Im Hinblick auf das zwanzigjährige Bestehen des Spielzeug- und Dorfmuseums im Januar 1992 überlegte sich die Museumskommission, wie dem Museum nach den vielen Jahren unveränderten Daseins ein neues Gesicht gegeben werden könnte. Der Bau eines Ausstellungs- und Kulturgüterschutzraumes, der die Ausstellungsfläche um 230 Quadratmeter vergrösserte, begünstigte das Projekt. Das Museum hat nun eine gesamte Ausstellungsfläche von gut 900 Quadratmetern, wovon etwa 500 Quadratmeter dem Spielzeugmuseum zufallen.

Im Mai 1989 genehmigte der Einwohnerrat einen Kredit von 1,7 Millionen Franken für die Neugestaltung des Museums. Am 30. Dezember schloss das Museum bis Ende März 1992 für die öffentlichkeit seine Tore. In dieser Zeit gingen unzählige Handwerker ein und aus, wurden kilometerlange Leitungen verlegt, tonnenweise Glas zu Vitrinen zusammengesetzt und Kessel um Kessel Farbe verwendet.

Der leicht veränderte Name des Museums in Spielzeugmuseum, Dorf- und Rebbaumuseum im Wettsteinbaus Rieben erlaubt nun, die unterschiedlichen Abteilungen besser zu trennen und das Rebbaumuseum als eigenständige Abteilung zu kennzeichnen. Damit ist klar dokumentiert, dass das Museum auch in Zukunft seine Dreiteiligkeit behält. Ebenso wird die Zusammenarbeit mit dem Schwei zerischen Museum für Volkskunde weitergeführt. Das Angebot im Spielzeugmuseum wird durch über 400 Teddybären ergänzt, die dem Museum als langjährige Leihgabe des Basler Sammlers Lawrence Landolt zur Verfügung stehen.

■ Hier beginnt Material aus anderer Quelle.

PR #1492, opened 2026-04-11
Correctly propagate system errors for SSL. Fixes #956

### LINKED ISSUE #956: Failed to load certificate file does not correctly propagate error
When pgbouncer fails to load a certificate file specified in client_tls_cert_file the underlying error is not propagated. This makes debugging extremely difficult for end users.

Example log line:
```
Oct 03 21:35:17 pgbouncer pgbouncer[9652]: TLS setup failed: failed to load certificate file "/root/cert.crt": (null)
```

3Davydov:
In OpenSSL 3.0.0 and later, ERR_reason_error_string function will return NULL if given error code relates to the system error. Replace this function with ERR_error_string in order to propagate strings describing system errors too.


JelteF:
Can you include a test for this too? Other than that, this seems like a good change

3Davydov:
Hi, that you for looking into this!
I have added a simple test that ensures that we can see messages generated by system errors. Only single possible error is tested. I guess it is OK since we just need to verify specific code path.

BTW, in the issue I have wrote that we can make output of such system errors more compact. That is, get rid of this string : `error:80000002:system library::` . Please, let me know if it's worth the effort.

3Davydov:
@JelteF , Hi!

Can you please remove the `need-tests` label? I'm afraid that it can confuse somebody, since tests are already added.
(IIUC, I cannot remove this label by myself)

JelteF (approved):

JelteF:
thank you

PR #1496, opened 2026-05-04
Implement Multi Port Database Connection String

AndrewJackson2020:
Currently pgbouncer supports multi host connection strings for load balancing and fail over which is nice. Unfortunately pgbouncer makes the assumption that each of these hosts has a postgres server listening on the same port. No flexibility is allowed to have different ports listening on different hosts.

This PR attempts to add the ability to add a list of comma separated ports if multiple ports are specified. 

Validations are added to ensure that number of ports must match number of hosts, each element of the csv must be integers, etc.

Potential issues:
- breaking change to `show databases`. Port is now a string data type to accommodate a comma separated list of ports
- ports are stored as a comma separated list, the port is extracted and converted to int when used. This was the same approach taken with host list but may not be appropriate here.
-  I am specifically disallowing this functionality in peering


petere:
This appears to be in active development. Should this be a Draft PR, or a PR at all?

AndrewJackson2020:
> This appears to be in active development. Should this be a Draft PR, or a PR at all?

Apologies, I won't dev against PR branches in the future. Will convert to draft.

PR #1503, opened 2026-05-09
Fix several issues with ldap/pam auth workers. Fixes #799

### LINKED ISSUE #799: Valgrind detects memory leak when pam is enabled
```
==45571== VALGRIND-ERROR-BEGIN
==45571== 304 bytes in 1 blocks are possibly lost in loss record 3 of 3
==45571==    at 0x483AB65: calloc (vg_replace_malloc.c:760)
==45571==    by 0x4012D16: allocate_dtv (dl-tls.c:343)
==45571==    by 0x4012D16: _dl_allocate_tls (dl-tls.c:589)
==45571==    by 0x4D01B81: allocate_stack (allocatestack.c:622)
==45571==    by 0x4D01B81: pthread_create@@GLIBC_2.2.5 (pthread_create.c:660)
==45571==    by 0x1263E2: pam_init (pam.c:129)
==45571==    by 0x1148C0: main (main.c:1011)
==45571== 
==45571== VALGRIND-ERROR-END
```

It seems to be because we don't clean up the thread at exit and rely on OS behaviour.

Found by @eulerto when testing #792

3Davydov:
Please, read about these changes in my first comment in the [issue 799](https://github.com/pgbouncer/pgbouncer/issues/799)


AndrewJackson2020:
It might make sense to split this into 2 different PR's. There is no test coverage over PAM but there is for LDAP. Might be easier/safer to merge LDAP than PAM because of this.

Also might make sense too add LDAP/PAM to Valgrind testing in CI with this change (assuming no other issues crop up after).

3Davydov:
Hi,
Thank you for looking into this!

> It might make sense to split this into 2 different PR's

Changes for LDAP and PAM workers are completely the same. I don't think that having two PR's will be handy here, since every fix in one of the PR's will require the same fix in the second PR. I'd rather add tests for PAM worker here, if you don't mind.

> Also might make sense too add LDAP/PAM to Valgrind testing in CI with this change (assuming no other issues crop up after).

Hm, okay. I'll try to implement it.

3Davydov:
I have added a test for PAM and also included pam&ldap to the test with valgrind. Please, see the latest commit in the branch.

P.S.
As far as I understand, we cannot write a normal test for PAM, since it is depending on the system (config files, users) which requires a superuser privileges to operate on. Please, correct me if I am wrong

PR #1504, opened 2026-05-11
Fix SCRAM pass-through with stored SCRAM secrets after reconnect

kathia-barahona:
The fix in bf06ce1f62a66e1c5b7b89cd9fe873370c1859f9 (https://github.com/pgbouncer/pgbouncer/pull/1432) unconditionally sets state->adhoc = true
when the cached path is hit. This is correct for plaintext passwords
(whose adhoc SCRAM secrets must not be saved for pass-through), but
incorrect for stored SCRAM secrets. When the password in userlist.txt
is a real SCRAM hash, the ClientKey/ServerKey extracted from the client
authentication are valid for server pass-through and must be saved.

Because the adhoc_scram_secrets_cached flag is shared by both plaintext
and SCRAM hash passwords, the second client connection after a server
reconnect incorrectly marks real SCRAM credentials as adhoc, preventing
key saving and causing server login to fail with "password is SCRAM
secret but client authentication did not provide SCRAM keys".

Fix by only setting state->adhoc when the stored password is actually
plaintext. Also add a regression test.

Related to https://github.com/pgbouncer/pgbouncer/pull/1432, https://github.com/pgbouncer/pgbouncer/pull/1338

### DIFF
--- a/src/scram.c
+++ b/src/scram.c
@@ -919,7 +919,8 @@ char *build_server_first_message(ScramState *state, PgCredentials *user, const c
 			goto failed;
 	} else {
 		if (user->adhoc_scram_secrets_cached) {
-			state->adhoc = true;
+			if (get_password_type(stored_secret) == PASSWORD_TYPE_PLAINTEXT)
+				state->adhoc = true;
 			state->iterations = user->scram_Iiterations;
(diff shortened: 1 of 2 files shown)


JelteF:
Thank you!

PR #1507, opened 2026-05-11
Openssl3 eof noise

### LINKED ISSUE #1506: Noisy TLS warnings on unexpected EOF
OpenSSL 3 makes a choice to be noisy when the client doesn't gracefully shut down a connection. (This was apparently a choice made before with 1.1.1e, but then rolled back with 1.1.1f... see https://github.com/php/php-src/issues/8369).

This affects pgBouncer by putting warnings like:

```WARNING tls_sbufio_recv: read failed: error:0A000126:SSL routines::unexpected eof while reading```

into log files when clients abruptly hang up. pgBouncer has code to deal with this situation, but it needs to be revisited for OpenSSL 3. There is a config file option to get openssl itself to go back to less noisy behavior, but only starting in 3.2.

benchub:
Fix #1506 by correctly working with openssl 3's new flags to know
that a client had an unexpected EOF, and that we don't really need
to log anything about it. This maintains pgBouncer's previous
behavior as seen on openssl <3.

This pull request adds a test, showing the problematic behavior, a fix
for it, and a successful test pass after the fix is in place.


benchub:
I see the formatting failed on ./Makefile, but I didn't change that file, so I'm uncertain what to do about the failure.

petere:
> I see the formatting failed on ./Makefile, but I didn't change that file, so I'm uncertain what to do about the failure.

The GitHub view of this is misleading. You can get a better view on Cirrus directly: https://cirrus-ci.com/task/5928529105256448

The failure is in the file `lib/usual/tls/tls.c`.

benchub:
Thanks @petere, that was the grip I needed to make headway. Looks good to me now.

PR #1508, opened 2026-05-12
crypto: Prevent optimization of sensitive data erasure

ProjectMutilation:
Replace memset(lanebuf, 0, ...) with explicit_bzero to prevent compiler from
optimizing(Dead Store Elimination) away the zeroing of cryptographic data on stack.
Fixes potential information leak where sensitive data could remain on stack after function exit.


3Davydov:
Hi,

Thank you for the patch! A few comments :
1. An ability to call non-optimized version of `memset` can be useful not only within the `kessak.c` file. I suggest adding declaration of this function to the one of the frequently-used headers.
2. Please, see the `explicit_bzero.c` file in the PostgreSQL source code. It solves the same problem in more reliable way. I think that we can implement that same logic within this patch.

petere:
PgBouncer already has all the portability scaffolding that you can use `explicit_bzero()` without further ceremony. So just call it directly.

3Davydov:
Oops, I didn't notice that this was already implemented in the source code. For sure, in this case it is enough to call existing `explicit_bzero` function.

ProjectMutilation:
> PgBouncer already has all the portability scaffolding that you can use `explicit_bzero()` without further ceremony. So just call it directly.

Thanks, replaced

PR #1510, opened 2026-05-15
Fix errors pointed out by static analyzer

3Davydov:
Hi,

A static analyzer found several errors :
1. Potential null pointer dereference (fixed in the first commit)
2. Potential memory leak (fixed in the second commit)

Please, see fixes in this pull request.

***
Comments on the implementation :
`varcache.c` already contains example of out-of-memory handling (see `apply_var` function). I decided to do the same, i.e. just `die`.

### DIFF
--- a/src/varcache.c
+++ b/src/varcache.c
@@ -71,8 +71,10 @@ static void init_var_lookup_from_config(const char *cf_track_extra_parameters, i
 		HASH_FIND_STR(lookup_map, var_name, lookup);
 
 		/* If the var name is already on the hash map, do not update its idx */
-		if (lookup != NULL)
+		if (lookup != NULL) {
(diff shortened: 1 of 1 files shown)


hlinnaka (approved):
Looks good to me

>  Comments on the implementation :
varcache.c already contains example of out-of-memory handling (see apply_var function). I decided to do the same, i.e. just die.

Yeah, that seems fine here. This code runs at pgbouncer startup. If we supported reloading `track_extra_params`, we'd maybe need to work a little harder.

It's actually worse for `apply_var()`, that's executed while pgbouncer is up and running, and dying on out of memory would not be so nice. But that's a pre-existing issue.

JelteF (approved):

PR #1512, opened 2026-05-30
Replace CirrusCI with Github Actions

JelteF:
Cirrus CI has shut down. This starts using Github Actions as our CI instead. It loses FreeBSD CI for now. We could add that back later if we really want, but it would require us using nested virtualization. 

This also fixes a few flaky tests that came up often while I was testing this.


.github/workflows/pgbouncer-ci.yml
```diff
@@ -0,0 +1,401 @@
+name: CI
+
+on:
+  push:
+  pull_request:
+  # Cirrus marked a number of tasks `trigger_type: manual`. Those are mapped
+  # onto the workflow_dispatch event so they can be started by hand from the
+  # Actions UI ("Run workflow") instead of running on every push.
+  workflow_dispatch:
```
petere, line 12: This didn't work for me. I didn't see a "Run workflow" button in my fork. Maybe something is misconfigured?

.github/workflows/pgbouncer-ci.yml
```diff
@@ -0,0 +1,401 @@
+name: CI
```
petere, line 1: Please rename the file to something like `pgbouncer-ci.yml` so it is less likely to confuse in downstream forks.

.github/workflows/ci.yml
```diff
@@ -0,0 +1,401 @@
...
+          ./configure --prefix="$HOME/install2" --enable-werror --without-cares $configure_args
+          make -j4
+          make -j4 install
+      - name: Upload tarball
+        if: ${{ matrix.dist == 'yes' }}
+        uses: actions/upload-artifact@v4
+        with:
+          name: pgbouncer-tarball
+          path: pgbouncer-*.tar.gz
+          if-no-files-found: ignore
```
petere: This seems wrong. If the dist step produces no matching files then it's probably broken and should fail?

.github/workflows/ci.yml
```diff
@@ -0,0 +1,401 @@
...
+      - name: Upload config.log
+        if: failure()
```
petere: In Cirrus we had this to always upload. I have found this useful. We should keep it that way.

.github/workflows/ci.yml
```diff
@@ -0,0 +1,401 @@
...
+    name: Determine Linux matrix
+    runs-on: ubuntu-latest
+    outputs:
+      linux_matrix: ${{ steps.set.outputs.linux_matrix }}
+    env:
+      EVENT_NAME: ${{ github.event_name }}
+    steps:
+      - id: set
+        run: |
+          core='{"name":"cares-pam-ldap","runner":"ubuntu-22.04","pgversion":"16","configure_args":"--with-cares --with-pam --with-ldap","cflags":"","enable_valgrind":"","scan_build":"","dist":"yes"},{"name":"no-evdns-no-openssl","runner":"ubuntu-22.04","pgversion":"16","configure_args":"--disable-evdns --without-openssl","cflags":"","enable_valgrind":"","scan_build":"","dist":""},{"name":"valgrind","runner":"ubuntu-22.04","pgversion":"17","configure_args":"","cflags":"-O0 -g","enable_valgrind":"yes","scan_build":"","dist":""}'
```
petere: The valgrind job previously used PG 18.

.github/workflows/ci.yml
```diff
@@ -0,0 +1,401 @@
...
+          name: config-log-macos
+          path: config.log
+          if-no-files-found: ignore
+
+  windows:
+    name: Windows
+    runs-on: windows-2022
+    env:
+      HAVE_IPV6_LOCALHOST: "yes"
+      # Use the MSYS2 installation preinstalled at C:\msys64 on the runner
```
petere: This comment doesn't explain why, or why that is relevant or interesting.

.github/workflows/ci.yml
```diff
@@ -0,0 +1,401 @@
...
+      # rather than a third-party setup action. MSYSTEM picks the MINGW64
```
petere: The comment about MSYSTEM is content-free.

.github/workflows/pgbouncer-ci.yml
```diff
@@ -0,0 +1,401 @@
...
+  windows:
+    name: Windows
+    runs-on: windows-2022
+    env:
+      HAVE_IPV6_LOCALHOST: "yes"
+      # Use the MSYS2 installation preinstalled at C:\msys64 on the runner
+      # rather than a third-party setup action. MSYSTEM picks the MINGW64
+      # toolchain and CHERE_INVOKING keeps the login shell in the checkout dir.
+      MSYSTEM: MINGW64
+      CHERE_INVOKING: "1"
```
petere, line 359: Move the comment sentence about `CHERE_INVOKING` to before this line.

.github/workflows/ci.yml
```diff
@@ -0,0 +1,401 @@
...
+      - uses: actions/checkout@v4
+      - name: Install pandoc
+        shell: pwsh
+        run: choco install -y --no-progress pandoc
+      - name: Configure hosts file
+        shell: pwsh
+        run: Add-Content c:\Windows\System32\Drivers\etc\hosts "127.0.0.1 localhost"
+      - name: Install MSYS2 packages
+        run: |
+          pacman -S --noconfirm --needed base-devel mingw-w64-x86_64-gcc mingw-w64-x86_64-libevent mingw-w64-x86_64-openssl mingw-w64-x86_64-postgresql mingw-w64-x86_64-python mingw-w64-x86_64-python-pip autoconf automake libtool pkg-config zip
```
petere: should use `MINGW_PACKAGE_PREFIX`

.github/workflows/ci.yml
```diff
@@ -0,0 +1,401 @@
...
+          windres pgbouncer.exe
+      - name: Build zip
+        run: make -j4 zip
+      - name: Upload zip
+        if: always()
+        uses: actions/upload-artifact@v4
+        with:
+          name: pgbouncer-windows-zip
+          path: pgbouncer-*.zip
+          if-no-files-found: ignore
```
petere: dubious, see earlier

.github/workflows/ci.yml
```diff
@@ -0,0 +1,401 @@
...
+  group: ${{ github.workflow }}-${{ github.ref }}
+  # Never cancel in-progress runs on master, so every commit is fully tested.
+  cancel-in-progress: ${{ github.ref != 'refs/heads/master' }}
+
+env:
+  DEBIAN_FRONTEND: noninteractive
+  LANG: C
+
+jobs:
+  format-check:
```
petere: Is there a reason this job is listed first now?

README.md
```diff
@@ -1,6 +1,8 @@
 PgBouncer
 =========
 
+[![CI](https://github.com/pgbouncer/pgbouncer/actions/workflows/ci.yml/badge.svg)](https://github.com/pgbouncer/pgbouncer/actions/workflows/ci.yml)
```
petere: This looks like an unrelated change. (It doesn't replace the Cirrus badge.)

AFAICT, this would show the status of the master branch even in a different branch or a fork. That seems confusing.

petere (changes requested):
I have some comments on some lesser details, but mainly I didn't get the workflow_dispatch thing working, so I couldn't check how most of the jobs run.

JelteF:
Thanks for the review. I think I addressed all of it. I also did some more testing on my own fork and got all the builds green there. I'm going to merge this now, so we at least have something. Feel free to do follow up work/improvements. 

The problem with workflow dispatch not working is because the job did not exist on the master branch... So merging that solves it. Similarly PR events also don't work without the job existing in this repo. To make it easier I also added a "ci-full" label that you can add to a PR to run all the CI jobs.

PR #1514, opened 2026-06-09
mkauth.py: interpret "-" as stdout

dawagner:
If "-" is passed as first (DSTFN) argument, print the result on stdout instead of trying to update an existing file.

Interpreting "-" as stdout is a common convention. I'm using this patched version of mkauth.py in a deployment pipeline to read the hashes from a postgres cluster on a given host, store them in memory and then write them on another host.


JelteF (approved):

dawagner:
Thanks, @JelteF :)

PR #1516, opened 2026-06-18
Implement support for a bounded accept loop

achanda:
The current behavior accepts connections until the accept queue is empty. Under high connection load, that can monopolize the event loop. This new setting lets operators trade faster backlog draining for better event-loop fairness.

### DIFF
--- a/doc/config.md
+++ b/doc/config.md
@@ -1087,6 +1087,14 @@ Default: 10
 
 ## Low-level network settings
 
+### accept_batch
+
+Maximum number of client connections to accept from a single listening socket in
+one event loop iteration. 0 means no limit, so PgBouncer accepts connections
+until the accept queue is empty.
+
+Default: 0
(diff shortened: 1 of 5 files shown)


JelteF:
What do you intend to set this configuration to? It might make sense to actually change the default behavior so all users can benefit from a better default.

achanda:
I was initially thinking a value around 100 might make sense. But after running more experiments today, I’m no longer convinced this setting helps.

Kostbarer Inhalt in prächtiger Schatulle
Das Museum hat einige grundlegende änderungen erfahren. Die Spielzeugsammlung der Gemeinde, die durch die Präsenz des Museums in Riehen und dank grosszügiger Donatoren jährlich anwächst, ist mit ihren schönsten Objekten in die Sammlung des Volkskundemuseums integriert worden. Das Konzept geht über die Präsentation museumswürdiger Objekte, die unnahbar auf einem Podest stehen, hinaus. Das Museum ist hier ein lebendiger Ort, an dem sich alt und jung bei einem Thema begegnen, das für alle Menschen von Bedeutung ist: dem Spielen und dem Spielzeug. Schlichte Vollglasvitrinen, die eigens entwickelt wurden, lassen auch für Kinder eine grösstmögliche Nähe zum Objekt zu. Und immer wieder findet man neben diesen Vitrinen nach alten Vorlagen nachgebautes Spielzeug, das ausprobiert und mit dem gespielt werden darf. Ein Spielzimmer lädt dazu ein, an verschiedenen Tischen Gesellschaftsspiele auszuprobieren. Auch im Hof stehen verschiedene althergebrachte Spiel- und Freizeitgeräte wie Stelzen und «Seiligumpi» zur Verfügung. Sie machen dem Besucher bewusst, dass kreatives und fröhliches Spielen nicht von unserer ausgeklügelten und hochtechnisierten Freizeitindustrie abhängt.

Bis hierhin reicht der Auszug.